> **Exercise requirements**:
Repeat exactly, and only, the lines of the material below from the one that contains "Soft wrapper for" through its final line.

> **Available data**:
[Start of Attachment]
PR #32, opened 2020-04-24
Soft wrapper for gbasf2 as a b2luigi BatchProcess

meliache:
A batch process that wraps gbasf2 commands to submit jobs to the grid.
[End of Attachment]
> **Response to this task**:
Soft wrapper for gbasf2 as a b2luigi BatchProcess

meliache:
A batch process that wraps gbasf2 commands to submit jobs to the grid.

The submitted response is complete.